After some reverse engineering I was able to port hash_to_scalar to Solidity. Right now it allocates about 280 bytes of memory just to calculate the challenge, then does keccak256 twice, xor, addmod, mulmod...

function hashToScalar(bytes memory domain, bytes memory message) public pure returns (uint256) {
    bytes32 b0 = keccak256(
        abi.encodePacked(
            //136 bytes for keccak256 block size
            uint256(0),
            uint256(0),
            uint256(0),
            uint256(0),
            uint64(0),
            //actual message
            message,
            //len_in_bytes
            uint16(48),
            //reserved 0
            uint8(0),
            //domain
            domain,
            uint8(domain.length)
        )
    );
    bytes32 b_vals = keccak256(abi.encodePacked(b0, uint8(1), domain, uint8(domain.length)));
    bytes32 tmp = b0 ^ b_vals;
    bytes32 b_vals2 = keccak256(abi.encodePacked(tmp, uint8(2), domain, uint8(domain.length)));

    uint256 F_2_192_ = 0x0000000000000001000000000000000000000000000000000000000000000000;

    uint256 d0 = uint256(b_vals >> 64);
    uint256 d1 = uint256(((b_vals & bytes32(uint256(0xffffffffffffffff))) << 128) | (b_vals2 >> 128));

    return addmod(mulmod(d0, F_2_192_, Secp256k1.N), d1, Secp256k1.N);
}

uint256 challenge = hashToScalar(
    "FROST-secp256k1-KECCAK256-v1chal",
    abi.encodePacked(
        uint8(signatureRYCompressed), signatureRX, uint8(publicKeyYCompressed), publicKeyX, uint256(messageHash)
    )
);

You could use any hash-to-scalar method as long it's secure. There was no particular reason for us using that one for the secp256k1, I think the rationale was to simply use something that was already specified in a RFC.

Thinking about this, I think this ciphersuite would be more suited to live in a separate crate maintained by you in a separate repository. You can simply import frost-core (and even enable the internals feature if needed). My rationale is that this seems a much more specific use case (compared to BIP-340) and we don't have the expertise to properly evaluate and maintain this. Does this make sense?

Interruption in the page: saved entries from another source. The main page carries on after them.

PR #316, opened 2021-08-23
Implement http rewrites

### LINKED ISSUE #227: Implement http rewrites

theganyo:
Closes #227

### DIFF
--- a/config/env_spec_request.go
+++ b/config/env_spec_request.go
@@ -430,7 +430,7 @@ func (e *EnvironmentSpecRequest) IsAuthorizationRequired() bool {
 	return !e.GetConsumerAuthorization().Disabled && !e.GetConsumerAuthorization().isEmpty()
 }
 
-func (e *EnvironmentSpecRequest) GetHTTPRequestTransformations() (transforms HTTPRequestTransforms) {
+func (e *EnvironmentSpecRequest) GetHTTPRequestTransforms() (transforms HTTPRequestTransforms) {
 	if e != nil {
 		op := e.GetOperation()
 		if op != nil && !op.HTTPRequestTransforms.isEmpty() {
--- a/config/env_spec_request.go
+++ b/config/env_spec_request.go
@@ -22,6 +22,7 @@ import (
 	"net/url"
 	"strings"
 
+	"github.com/apigee/apigee-remote-service-envoy/v2/transform"
 	"github.com/apigee/apigee-remote-service-golib/v2/auth"
 	"github.com/apigee/apigee-remote-service-golib/v2/auth/jwt"
 	"github.com/apigee/apigee-remote-service-golib/v2/log"
@@ -46,6 +47,14 @@ const (
 	CORSMaxAge                = "access-control-max-age"
 	CORSAllowCredentials      = "access-control-allow-credentials"
 	CORSAllowCredentialsValue = "true"
+
+	VariableNamespaceSeparator = "."
+	RequestNamespace           = "request"
+	QueryNamespace             = "query"
+	PathNamespace              = "path"
+	HeaderNamespace            = "headers"
+	RequestPath                = "path"
+	RequestQuerystring         = "querystring"
 )
 
 // a "match all" operation for apis without operations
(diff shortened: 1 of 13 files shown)


config/env_spec_request.go
```diff
@@ -71,12 +81,57 @@ type EnvironmentSpecRequest struct {
...
 	operation             *APIOperation
-	queryValues           url.Values
-	operationPath         string
 	consumerAuthorization *ConsumerAuthorization
+	variables             *requestVariables // for template reification
+}
+
+func (e *EnvironmentSpecRequest) parseRequest() {
+
+	path, queryString := func() (string, string) {
```
rockspore, line 92: What is the benefit of having an anonymous func here?

config/env_spec_request.go
```diff
@@ -86,6 +141,88 @@ type jwtResult struct {
...
+
+	vars := &requestVariables{
+		path:    pathTemplate.Extract(opPath),
+		headers: e.Request.Attributes.Request.Http.Headers,
+		request: map[string]string{},
+		query:   map[string]string{},
+	}
+
+	vars.request[RequestPath] = opPath
+	vars.request[RequestQuerystring] = queryString
```
rockspore, line 154: Why do we need to store this?

config/env_spec_request.go
```diff
@@ -324,7 +430,7 @@ func (e *EnvironmentSpecRequest) IsAuthorizationRequired() bool {
 	return !e.GetConsumerAuthorization().Disabled && !e.GetConsumerAuthorization().isEmpty()
 }
 
-func (e *EnvironmentSpecRequest) GetHTTPRequestTransformations() (transforms HTTPRequestTransformations) {
+func (e *EnvironmentSpecRequest) GetHTTPRequestTransformations() (transforms HTTPRequestTransforms) {
```
rockspore, line 433: nit: should we change the function name to `...Transforms`?

server/authorization.go
```diff
@@ -354,24 +353,57 @@ func addRequestHeaderTransforms(req *authv3.CheckRequest, envRequest *config.Env
...
+			pathTransform := transforms.PathTransform
+			var targetPath = envRequest.GetOperationPath()
+			if pathTransform != "" {
+				targetPath = envRequest.Reify(pathTransform)
+				targetPath = path.Clean(targetPath)
+			}
+
+			queryMap := envRequest.GetQueryParams()
+			for _, t := range transforms.QueryTransforms.Remove {
+				t = strings.ToLower(t) // TODO: move
```
rockspore, line 368: What does this TODO mean?

server/authorization.go
```diff
@@ -354,24 +353,57 @@ func addRequestHeaderTransforms(req *authv3.CheckRequest, envRequest *config.Env
...
+					}
+				}
+				targetPath = targetPath + "?" + strings.Join(queryParams, "&")
+			}
+
+			addRequestHeader(okResponse, envoyPathHeader, targetPath, false)
+
+			// header transforms
+			for _, t := range transforms.HeaderTransforms.Remove {
+				t = strings.ToLower(t) // TODO: move
```
rockspore, line 397: same here

config/env_spec_request.go
theganyo: Just encapsulation & self-documentation... avoiding some variable pollution. Do you think it would be clearer to remove it?

rockspore: No it's good as is ;-)

config/env_spec_request.go
theganyo: The "request.path" variable is just the path part, the "request.querystring" is just the query string part. The idea is to give users options to deal with the larger parts of the path instead of just the individually parsed pieces. For example, I might not want to be able to specify the entire request query string when I design the API... so this lets me just use the whole thing.

config/env_spec_request.go
theganyo: done

config/env_spec_request.go
rockspore: I see. Thanks.

server/authorization.go
theganyo: Good question. I should've removed the TODO, but my thought was to move the ToLower() to parsing, but that would add more complexity without much value.

rockspore (approved):

PR #324, opened 2021-09-10
Append "/" if `opPath` has no "/" as prefix.

### LINKED ISSUE #323: If basepath is specified as /, then it should not be stripped.
This will result in an unexpected HTTP path

rockspore:
fix #323


theganyo:
Do we need a test on this?

rockspore:
> Do we need a test on this?

Absolutely. I was looking for a way to add variational change to minimize work and now I found one! Without the change, the `TestVariables` test will now break.

theganyo (approved):

PR #329, opened 2021-09-15
change gatewaysource in AX record

### LINKED ISSUE #328: "gateway_source" in AX records should be "Configurable" for EG4A

rockspore:
fix #328

### DIFF
--- a/server/accesslog.go
+++ b/server/accesslog.go
@@ -23,6 +23,7 @@ import (
 	"github.com/apigee/apigee-remote-service-golib/v2/analytics"
 	"github.com/apigee/apigee-remote-service-golib/v2/auth"
 	"github.com/apigee/apigee-remote-service-golib/v2/log"
+	"github.com/apigee/apigee-remote-service-golib/v2/product"
 	als "github.com/envoyproxy/go-control-plane/envoy/service/accesslog/v3"
 	"github.com/golang/protobuf/ptypes/duration"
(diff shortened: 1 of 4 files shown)


server/accesslog.go
```diff
@@ -50,6 +51,10 @@ func (a *AccessLogServer) Register(s *grpc.Server, handler *Handler, d time.Dura
 	a.handler = handler
 	a.streamTimeout = d
 	a.context = ctx
+	a.gatewaySource = defaultGatewaySource
+	if a.handler.operationConfigType == "PROXY" {
```
theganyo, line 55: I believe this should use the `product.ProxyOperationConfigType` constant, should it not?

server/accesslog_test.go
```diff
@@ -121,6 +121,7 @@ func TestHandleHTTPAccessLogs(t *testing.T) {
 			envName:      extAuthzFields[headerEnvironment].GetStringValue(),
 			analyticsMan: testAnalyticsMan,
 		},
+		gatewaySource: "configurable",
```
theganyo, line 124: Use a constant for all these instances of string "configurable"?

server/accesslog.go
rockspore: Done.

server/accesslog_test.go
rockspore: Ack.

theganyo (approved):

PR #335, opened 2021-10-05
add google oauth

### LINKED ISSUE #334: Support Google OAuth in environment spec
Add the relevant struct and fields to the config.

rockspore:
close #334

### DIFF
--- a/config/env_spec.go
+++ b/config/env_spec.go
@@ -205,6 +205,13 @@ type APISpec struct {
 	// CORS Policy
 	Cors CorsPolicy `yaml:"cors,omitempty" mapstructure:"cors,omitempty"`
 
+	// Service account that will be impersonated for backend access.
+	ServiceAccountEmail string `yaml:"service_account_email,omitempty" mapstructure:"service_account_email,omitempty"`
+
+	// GoogleOAuth configures how to authenticate the request to the backend.
+	// Can be overridden at the operation level.
+	GoogleOAuth GoogleOAuth `yaml:"google_oauth,omitempty" mapstructure:"google_oauth,omitempty"`
+
 	// JWTAuthentication.Name -> *JWTAuthentication
 	jwtAuthentications map[string]*JWTAuthentication `yaml:"-" mapstructure:"-"`
 }
@@ -225,6 +232,10 @@ type APIOperation struct {
 
 	// Transformation rules applied to HTTP requests for this Operation. Overrides the rules set at the API level.
 	HTTPRequestTransforms HTTPRequestTransforms `yaml:"http_request_transforms,omitempty" mapstructure:"http_request_transforms,omitempty"`
+
+	// GoogleOAuth configures how to authenticate the request to the backend.
+	// Overrides the API (proxy) level settings.
+	GoogleOAuth GoogleOAuth `yaml:"google_oauth,omitempty" mapstructure:"google_oauth,omitempty"`
 
 	// JWTAuthentication.Name -> *JWTAuthentication
 	jwtAuthentications map[string]*JWTAuthentication `yaml:"-" mapstructure:"-"`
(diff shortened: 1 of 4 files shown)


config/env_spec.go
```diff
@@ -602,3 +611,101 @@ type CorsPolicy struct {
...
+type TargetAuthentication struct {
+	// The time between two adjacent token refreshments.
+	RefreshInterval time.Duration `yaml:"refresh_interval,omitempty" mapstructure:"refresh_interval,omitempty"`
+
+	// GoogleOAuth configures how to authenticate the request to the backend with Google OAuth tokens.
+	GoogleOAuth GoogleOAuth `yaml:"google_oauth,omitempty" mapstructure:"google_oauth,omitempty"`
+
+	// TokenSource is used to fetch OAuth token.
+	// This is not part of the yaml config and will be generated internally.
+	TokenSource oauth2.TokenSource `yaml:"-" mapstructure:"-"`
```
theganyo, line 625: What is the purpose of this?

config/env_spec.go
```diff
@@ -602,3 +611,101 @@ type CorsPolicy struct {
...
 	return len(c.AllowOrigins) == 0 && len(c.AllowOriginsRegexes) == 0
 }
+
+// TargetAuthentication configures how to authenticate the request to the backend.
+type TargetAuthentication struct {
+	// The time between two adjacent token refreshments.
+	RefreshInterval time.Duration `yaml:"refresh_interval,omitempty" mapstructure:"refresh_interval,omitempty"`
+
+	// GoogleOAuth configures how to authenticate the request to the backend with Google OAuth tokens.
+	GoogleOAuth GoogleOAuth `yaml:"google_oauth,omitempty" mapstructure:"google_oauth,omitempty"`
```
theganyo, line 621: Should this struct be a oneof, so it could be a GoogleOAuth or another kind? Maybe something like OAuthProvider or something like that?

config/env_spec.go
rockspore: This is to generate the oauth token. I am implementing it in a different pkg. If we have other providers, we can use this same interface. The plan is to initiate this on loading the config so that it is easier to access.

rockspore: That would require maps of maps to track operation level token source. I think this is very similar to the jwtAuthentications, which was put in the config for the relative easiness to track. I can make this internal and add a accessor method if that makes more sense.

theganyo: I see. It seems fine. Without the implementation, it's just hard to see how it's being used.

rockspore: Yeah before merging this, I will show you a draft PR in -golib so it's clearer how token source is configured and consumed.

rockspore:
Moved the oauth token source impls into this PR.

config/env_spec_request_test.go
```diff
@@ -833,6 +836,155 @@ func TestAllowedOrigin(t *testing.T) {
...
+			envoyReq := testutil.NewEnvoyRequest(http.MethodGet, test.path, nil, nil)
+			req := NewEnvironmentSpecRequest(&testAuthMan{}, specExt, envoyReq)
+			got, err := req.TargetAuth()
+			if err != nil {
+				t.Fatalf("TargetAuth() err = %v, wanted no error", err)
+			}
+			if test.wantTargetAuth != got {
+				t.Errorf("TargetAuth() = %q, wanted %q", got, test.wantTargetAuth)
+			}
+			// if g, ok := req.apiSpec.TargetAuthentication.OAuthProvider.(GoogleOAuth); ok {
```
theganyo, line 978: Remove unused code?

server/authorization.go
```diff
@@ -533,7 +569,7 @@ func (a *AuthorizationServer) createConditionalEnvoyDenied(
 
 	if authContext != nil && a.handler.allowUnauthorized {
 		log.Debugf("sending ok (actual: %s)", code.String())
-		return a.createEnvoyForwarded(req, tracker, authContext, api, envRequest)
+		return a.createEnvoyForwarded(req, tracker, authContext, api, envRequest, "TODO")
```
theganyo, line 572: TODO?

oauth/iam/iam.go
```diff
@@ -0,0 +1,231 @@
...
+	ats.mu.Lock()
+	defer ats.mu.Unlock()
+	// Deep copy the object to avoid data race.
+	return &oauth2.Token{
+		AccessToken: ats.token.AccessToken,
+		Expiry:      ats.token.Expiry,
+	}, nil
+}
+
+func (ats *AccessTokenSource) refresh() error {
```
theganyo, line 177: I think you'll want to avoid a potential thundering herd issue in your refresh functions. See: https://github.com/apigee/apigee-remote-service-golib/blob/0bc2b615ebe95fb9b436bcdf765cac2e04ba66c2/auth/key/verify_api_key.go#L174.

Also, may need backoff() function to avoid rapid repeated failed callouts and cancel()  to allow quicker shutdown. See: https://github.com/apigee/apigee-remote-service-golib/blob/0bc2b615ebe95fb9b436bcdf765cac2e04ba66c2/auth/key/verify_api_key.go#L205.

oauth/iam/iam.go
```diff
@@ -0,0 +1,231 @@
...
+	defer its.mu.Unlock()
+	// Deep copy the object to avoid data race.
+	return &oauth2.Token{
+		AccessToken: its.token.AccessToken,
+		Expiry:      its.token.Expiry,
+	}, nil
+}
+
+func (its *IdentityTokenSource) refresh() error {
+	req := &iamv1.GenerateIdTokenRequest{
```
theganyo, line 215: See refresh() comments above.

oauth/iam/iam.go
theganyo: I believe the following is the case, is it not? Each incoming request calls EnvironmentSpecRequest.TargetAuth() which calls Token() which can call refresh() which will call GenerateAccessToken. You could have 1:1 such calls with incoming requests along this tree.

rockspore: Ah that makes sense! Added the herbBuster logic. PTAL.

theganyo (changes requested):
Removing approval based on offline discussion.

PR #338, opened 2021-10-15
Support native gRPC services in environment config

emschwar:
* If you set grpc_service on an API, that API supports a gRPC API with
  that name.
* Authn and authz can be set on the API as normal.
* To set custom authn, authz, or target server for a given method,
  use that method's name as the Operation ID.

  For example, to support custom authorization for `echo.EchoService.ListPets`:

  ```
  id: env_id
  apis:
  - id: grpc-api
    grpc_service: echo.Echoservice
    operations:
    - id: ListPets
      consumer_authorization:
        # ...
  ```
* A gRPC service may be specified in only one API per environment.
* `basepath` is optional for an API if `grpc_service` is specified.


config/env_spec_request.go
```diff
@@ -54,6 +57,7 @@ const (
 	PathNamespace              = "path"
 	HeaderNamespace            = "headers"
 	RequestPath                = "path"
+	OriginalPath               = "original_path"
```
theganyo, line 60: Hmm... "path" and "original_path" seems like it will be confusing because "path" is also the original path without the base path, and there will be a further target path after it's processed. Rethinking the naming here would be worthwhile, I think.

config/env_spec_ext.go
```diff
@@ -96,15 +109,25 @@ func NewEnvironmentSpecExt(spec *EnvironmentSpec) (*EnvironmentSpecExt, error) {
...
+			isGRPC := api.GrpcService != ""
 			op := api.Operations[i]
 
-			if len(op.HTTPMatches) == 0 { // empty is wildcard
-				split = []string{api.ID, wildcard, wildcard}
+			// For gRPC APIs, always interpret the op Name as a gRPC method, so add it as a
+			// child of the API.
+
+			if isGRPC {
+				split := []string{api.ID, "POST", "", op.Name}
```
rockspore, line 119: Why is there an empty string between `"POST"` and `op.Name`?

theganyo: Right, empty strings are skipped in the tree and during matching. But if for some reason it is necessary here, we should add a comment explaining why.

theganyo: Right, empty strings are skipped in the tree and during matching. But if for some reason it is necessary here, we should add a comment explaining why.

theganyo (approved):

We're happy to help you building it by answering any questions that you have. We can also link to your crate when it's finished.

[StackOverflowExcept1on]

My rationale is that this seems a much more specific use case (compared to BIP-340) and we don't have the expertise to properly evaluate and maintain this. Does this make sense?

The only thing missing at the moment is standardization, but that could be the new ERC-XXXX. Signature verification is cheap even in Ethereum Mainnet, making it attractive even with the current hash_to_scalar implementation for decentralized applications. Changing the hash from sha256 to keccak256 requires no knowledge to maintain this in the ZCashFoundation repository. Perhaps we should rename it to frost-secp256k1-keccak256? At least it will just be frost-secp256k1 with keccak256 hash and nothing to do with EVM until the Ethereum community comes up with some better ERC-XXXX.